WHAT YOU HAVE TO DO →
Across the data, every line with the word "generated" counts once; state the total alone.

DATA →
╭──
PR #2378, opened 2020-08-26
Consistent request spec naming

JonRowe:
Bare minimum changes required to get consistent spec naming, replaces #2376


JonRowe:
Thanks for getting this over the line @klyonrad

example_app_generator/generate_stuff.rb
```diff
@@ -85,7 +85,10 @@ def using_source_path(path)
 generate('rspec:install')
 generate('controller wombats index') # plural
 generate('controller welcome index') # singular
-generate('rspec:request wombats')
+
+# request specs are now the default
+generate('rspec:controller wombats --no-request-specs --controller-specs --no-view-specs')
```
klyonrad, line 90: Funny, I didn't know that about this generator. But to be honest I don't understand the purpose of this line 🤔 

One more testing of controller specs? I thought the whole issue was about request specs

klyonrad (commented):
Also thanks for finishing this up. Got one question though

example_app_generator/generate_stuff.rb
JonRowe: The `rspec:` bit means just the rspec generator, not the rails generator, so its the same as invoking `controller wombats ...` only it does't produce a controller.

> One more testing of controller specs? I thought the whole issue was about request specs

This is fixing an issue the rename raised, this lines original purpose was to complete the coverage of the generators.

At the time the lines above generated controller specs for wombats, so we added a request spec to complete the mix. When the default became request specs this should have changed to a controller spec to restore the coverage.

JonRowe: So the rename showed a duplicate spec being generated, which resolving the original coverage issue solves.

klyonrad: Okay, now I see what you were reading into those lines... I was interpreting them in a very different way.

I thought that
```ruby
generate('rspec:request wombats')
generate('integration_test widgets')
```

were just for testing the RequestSpecGenerator or to have test coverage of request specs in general.

---

> The `rspec:` bit means just the rspec generator, not the rails generator, so its the same as invoking `controller wombats ...` only it does't produce a controller.
> 

But couldn't this be also achieved (and be more explicit) by changing line 87 to `generate('controller wombats index --controller-specs')`?

JonRowe: Ah yep I guess that'd also work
╰──
ANSWER TO THE EXERCISE →
2